A paper is currently making the rounds, would love to hear feedback:

[https://www.dropbox.com/s/zy1gx1azfvvqm6i/NetSciComm%20versi...](https://www.dropbox.com/s/zy1gx1azfvvqm6i/NetSciComm%20version%2C%20December%202014.pdf?dl=0)

------
angersock
For the record, in that thread, there are implementations in Bash, Erlang,
Haskell (I think), Perl, C, and Racket. It also is interspersed with
entertaining banter and unentertaining racism. So, basically, a more caustic
more technical less orderly version of HN. Think about that.

There's a reason 4chan should be considered a national...maybe not treasure,
but it's pretty awesome.

------
SwellJoe
Previous discussion:
[https://news.ycombinator.com/item?id=2657277](https://news.ycombinator.com/item?id=2657277)

Pretty sure it's been posted a couple other times, but I'm on a tablet at the
moment.

------
perlgeek
Recently I wrote about sleepsort for the Perl 6 advent calendar, mostly as a
fun topic to talk about threads, promises etc.

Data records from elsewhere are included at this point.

PR #8493, opened 2026-09-01
test: a conditional challenge after conditional enrolment with a skip rule (AM-2843)

sagarchauhan-qa:
[AM-2843](https://gravitee.atlassian.net/browse/AM-2843)

The existing test for this combination stops after the first visit: the user enrols and answers the verification that always follows enrolment, so the conditional challenge is never evaluated for a user who already holds a method. Across the whole suite, every conditional-challenge test sets `challengeRule: '{{ true }}'`. The rule-does-not-hold side appears exactly once — AM-2831, with enrolment switched **off**.

- An enrolled user is not challenged on a later sign-in while the rule holds
- The same user is challenged on a later sign-in once the rule no longer holds
- A user offered the skip is not challenged, though the rule would have challenged them

One new file. Nothing existing is modified — the matrix fixture and MFA helpers are imported only, and the whole `playwright/tests/mfa/` folder was run together (38 passing) to confirm the neighbouring specs still pass.

## :memo: Test scenarios
See jira.

n/a

**The tests are each other's controls.** The enrolment settings are identical throughout and only the challenge rule differs. The first two users both enrol and sign in again, and one is challenged where the other is not — that is what shows the rule is live. The third meets the same rule as the second but takes the skip instead of enrolling, so the enrolment, not the challenge setting, is what separates them.

**Clearing the session is load-bearing.** `MFAChallengeStep.conditional()` skips the challenge on three separate grounds:

```java
if (challengeConditionSatisfied(client, context, ruleEngine)) {
    continueFlow(context, flow);                       // the rule holds
} else if (context.getRememberDeviceSettings().isSkipChallengeWhenRememberDevice()) {
    required(context, flow);
} else if (context.isUserStronglyAuth()) {
    continueFlow(context, flow);                       // already strongly authenticated
} else {
    challenge(context, flow);
}
```

Carrying the first visit's session into the second reaches the third branch, so the challenge is skipped whatever the rule says. Verified by running it: with the session kept and the rule at `{{ false }}`, the second `/authorize` landed on `…/callback?code=…` with no challenge page at all. Both enrolling tests therefore call `clearSessionOnly` between visits; without it neither would consult the rule.

**Observation on existing tests, not changed here.** AM-2835, AM-2837, AM-2828 and AM-2830 reuse the session across their second `/authorize` via `secondAuthorizeExpectCallbackWithoutMfa`, so they exit through that same `isUserStronglyAuth()` branch and would pass with their rules inverted. AM-2831 is the only one that clears cookies first. Flagging it for whoever owns those rather than touching them in this PR.

**`forceEnrollment` is on**, so the skip control is decided by the skip rule rather than short-circuited by `MfaUtils.isCanSkip`. Same reasoning as #8474 and #8477.

**Already covered elsewhere:** the skip control being offered under conditional enrolment is asserted in #8474 (challenge off) and #8477 (required challenge). The third test here asserts it again because what follows the skip differs — under a *conditional* challenge whose rule would challenge the user, `MFAEnrollPostEndpoint` marks the challenge complete alongside the skip, and that combination is not covered anywhere.

**Sources.** Scenarios come from the ticket and Xray manual cases AM-2729 (rule true, enrolled user → application displays) and AM-2727 (rule false, enrolled user → challenge displays), neither of which anything automated covered. The [MFA policies documentation](https://documentation.gravitee.io/am/guides/multi-factor-authentication/mfa-policies) confirms both sides of the rule are intended behaviour.

@gravitee-io/am

[AM-2843]: https://gravitee.atlassian.net/browse/AM-2843?atlOrigin=eyJpIjoiNWRkNTljNzYxNjVmNDY3MDlhMDU5Y2ZhYzA5YTRkZjUiLCJwIjoiZ2l0aHViLWNvbS1KU1cifQ


gravitee-am-test/playwright/tests/mfa/mfa-conditional-enrollment-conditional-challenge.spec.ts
wajb, line 1: minor: rename enrol -> enroll.

gravitee-am-test/playwright/tests/mfa/mfa-conditional-enrolment-conditional-challenge.spec.ts
```diff
@@ -0,0 +1,164 @@
...
+  }, testInfo) => {
+    linkJira(testInfo, 'AM-2843');
+
+    const clientId = matrixApp.settings.oauth.clientId;
+
+    const first = await signIn(page, gatewayUrl, clientId, matrixUser.username);
+    expect(first.askedToEnrol).toBe(true);
+
+    // The enrolment rule did not hold, but the skip rule did, so a way past enrolment is offered.
+    await expect(page.locator('button[name="user_mfa_enrollment"][value="false"]')).toBeVisible();
```
wajb: suggestion: reuse `expectSkipEnrollmentOffered` helper once merged.

gravitee-am-test/playwright/tests/mfa/mfa-conditional-enrolment-conditional-challenge.spec.ts
```diff
@@ -0,0 +1,164 @@
...
+ *
+ * `MFAChallengeStep.conditional()` skips the challenge on three separate grounds: the rule holding,
+ * a remembered device, or the user already being strongly authenticated. The last of those is the
+ * reason the two enrolling tests clear the session cookie between visits — carrying the first
+ * visit's session into the second would skip the challenge whatever the rule said, and both would
+ * pass without the rule ever being consulted.
+ */
+
+/** One sign-in, reporting where the gateway stopped rather than assuming which page comes next. */
+const signIn = async (page: Page, gatewayUrl: string, clientId: string, username: string) => {
```
wajb: suggestion: reuse `signInAndReportMfaStop` helper once merged.

wajb (approved):

gravitee-am-test/playwright/tests/mfa/mfa-conditional-enrollment-conditional-challenge.spec.ts
sagarchauhan-qa: Done throughout, and renamed the file.

gravitee-am-test/playwright/tests/mfa/mfa-conditional-enrolment-conditional-challenge.spec.ts
sagarchauhan-qa: Done, now that #8474 has merged.

gravitee-am-test/playwright/tests/mfa/mfa-conditional-enrolment-conditional-challenge.spec.ts
sagarchauhan-qa: Done, now that #8477 has merged.

PR #8497, opened 2026-09-01
feat(mfa): let users return to the enrollment page from the verify page

sclarkamlab:

https://gravitee.atlassian.net/browse/AM-7609

If you land on the OTP verify page before you scanned the QR code you're stuck, since the code was on the enroll page you just left and there's no way back to it. So this adds a link back to the enroll page.

The catch is that going back didn't actually work. `MFAEnrollEndpoint` calls `provider.enroll()` on every render and TOTP generates a fresh `SharedSecret` each time, so you'd land back on the enroll page holding a different QR code and a different secret to the one you already scanned. Post that form and every code your authenticator gives you is wrong.

So the enroll page now reuses the shared secret already in the session when there is one, and rebuilds the bar code from it with the provider's existing `generateQrCode`. Same secret, same QR, rescanning is optional. This fixes the browser back button too, which had the same problem.

The link only renders while the enrolled factor is `PENDING_ACTIVATION`. Once it's activated I don't render it, otherwise anyone who got past the password on its own could walk back to the enroll page and read the TOTP secret.

`MFAEnrollEndpoint` also clears `mfaEnrollmentCompleted` when it renders. Rendering that page means you haven't finished enrolling, however you got there.

Both copies of `mfa_challenge.html` are updated, the gateway one and the management api preview one. No CSS, the link reuses the styles from the "try other methods" link below it.

## :memo: Test scenarios

`MFAEnrollEndpointTest`:

- secret in session for this factor, reused, `enroll` never called
- nothing in session, fresh `enroll`
- secret in session under a different factor id, fresh `enroll`
- `mfaEnrollmentCompleted` is gone by the time the page renders

`MFAChallengeGetEndpointTest`:

- pending factor, back action is in the template data
- activated factor, absent

```
mvn install -pl gravitee-am-common,gravitee-am-gateway/gravitee-am-gateway-handler/gravitee-am-gateway-handler-core
```

538 tests, green.

New jest spec `specs/gateway/mfa/mfa-enroll-back-navigation.spec.ts` walks the whole thing against a real gateway: enroll, challenge, follow the back link, assert the second enroll page carries the same secret, then verify with a TOTP code generated from the first one and land on the callback.

```
npm --prefix gravitee-am-test run test -- specs/gateway/mfa/mfa-enroll-back-navigation.spec.ts
```

Green. The rest of `specs/gateway/mfa` fails on my stack with `Plugin type mock-am-factor not deployed`, nothing to do with this.

Falls back to a fresh `enroll()` if `generateQrCode` comes back empty, so a provider that keeps a key but doesn't do bar codes still works.

Domains with a custom `mfa_challenge` form keep their own markup and won't get the link, same as any other template change here.

@gravitee-io/am

### DIFF
--- a/gravitee-am-common/src/main/java/io/gravitee/am/common/utils/ConstantKeys.java
+++ b/gravitee-am-common/src/main/java/io/gravitee/am/common/utils/ConstantKeys.java
@@ -106,11 +106,11 @@ public interface ConstantKeys {
 
     String ENROLLED_FACTOR_KEY = "enrolledFactor";
 
-    String MFA_CHALLENGE_QR_CODE_KEY = "qrCode";
-
     String MFA_ALTERNATIVES_ACTION_KEY = "mfaAlternativesAction";
 
     String MFA_ALTERNATIVES_ENABLE_KEY = "mfaAlternativesEnabled";
+
+    String MFA_ENROLL_BACK_ACTION_KEY = "mfaEnrollBackAction";
 
     String USER_MFA_ENROLLMENT = "user_mfa_enrollment";
     String MFA_FORCE_ENROLLMENT = "mfa_force_enrollment";
--- a/gravitee-am-common/src/main/java/io/gravitee/am/common/utils/ConstantKeys.java
+++ b/gravitee-am-common/src/main/java/io/gravitee/am/common/utils/ConstantKeys.java
@@ -106,6 +106,8 @@ public interface ConstantKeys {
 
     String ENROLLED_FACTOR_KEY = "enrolledFactor";
 
+    String MFA_CHALLENGE_QR_CODE_KEY = "qrCode";
+
     String MFA_ALTERNATIVES_ACTION_KEY = "mfaAlternativesAction";
 
     String MFA_ALTERNATIVES_ENABLE_KEY = "mfaAlternativesEnabled";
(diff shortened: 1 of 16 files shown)


wajb (commented):
> French bundle has no mfa_challenge page keys in it at all.

This isn't true. Perhaps you misread the encoding? 🤔

sclarkamlab:
> > French bundle has no mfa_challenge page keys in it at all.
> 
> This isn't true. Perhaps you misread the encoding? 🤔

It's just claude being a turkey with the PR description, will remove

lgw-gravitee:
The idea is to generate another spare QR code (the first one during enrollment and the second one during the challenge)?

Would it be cleaner to add a "Back" button that effectively removes the selected (but not yet enrolled) factor, so the whole process can start over?

wajb:
> > > French bundle has no mfa_challenge page keys in it at all.
> > 
> > 
> > This isn't true. Perhaps you misread the encoding? 🤔
> 
> It's just claude being a turkey with the PR description, will remove

Not just the description - you need to add strings to `messages_fr.properties`.

sclarkamlab:
> The idea is to generate another spare QR code (the first one during enrollment and the second one during the challenge)?
> 
> Would it be cleaner to add a "Back" button that effectively removes the selected (but not yet enrolled) factor, so the whole process can start over?

This issue can occur when the user logs in they are automatically redirected to the verify page, so I guess in that situation, back would not take them where they need to go.

lgw-gravitee:
> This issue can occur when the user logs in they are automatically redirected to the verify page, so I guess in that situation, back would not take them where they need to go.

It's because the factor is enrolled, but not verified. If the Back button removes the factor, could the authorization flow redirect you to the enrollment step again?

lgw-gravitee (approved):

[http://perl6advent.wordpress.com/2014/12/23/webscale-
sorting...](http://perl6advent.wordpress.com/2014/12/23/webscale-sorting-of-
the-sleepy-kind/)

------
bluecalm
C implementation for Windows:

    
    
      #include <stdio.h>
      #include <windows.h>
      #include <process.h>
      
      void sleep_on_it(void* param)
      {
          int n = *(int*)param;
          Sleep(n);
          printf("%d ", n);
      }
      
      int main(int argc, char **argv)
      {
          int ar[argc];
          HANDLE threads[argc-1];
          for (int i = 1; i < argc; i++){
              ar[i] = atoi(argv[i]);
              threads[i-1] = (HANDLE)_beginthread(&sleep_on_it, 0,  &(ar[i]));
          }
          WaitForMultipleObjects(argc-1, threads, TRUE, INFINITE);
      }
    

Compile with gcc -std=c99 (because of VLA's it won't work in Visual Studio).

Example:

D:>sleepsort 1000 9 2 150 1 7 17 624

1 2 7 9 17 150 624 1000

------
xianshou
Radix sort, with time as the buckets...stylish.

------
taternuts
This guy makes the rounds every once in awhile it seems. Here's a
/r/dailyprogrammer thread with solutions in various languages:
[http://www.reddit.com/r/dailyprogrammer/comments/yqydh/82420...](http://www.reddit.com/r/dailyprogrammer/comments/yqydh/8242012_challenge_91_easy_sleep_sort/)

------
avodonosov
javascript version (faster):

    
    
        var input = [5, 3, 6, 3, 6, 3, 1, 4, 7];
    
        var timeAxis = [];
        // Put every element to the corresponding time point.
        // Time point would hold an array, as we can have
        // equal elements.
        for (var i = 0; i < input.length; i++) {
            elem = input[i];
            timeAxis[elem] = [elem].concat(timeAxis[elem] || []);
        }
    
        // skip all empty (UNDEFINED) time points
        // and contact all the arrays:
        var sorted = timeAxis.reduce(function (accum, cur) {
                                         return cur ? accum.concat(cur) : accum},
                                    []);
        console.log(sorted)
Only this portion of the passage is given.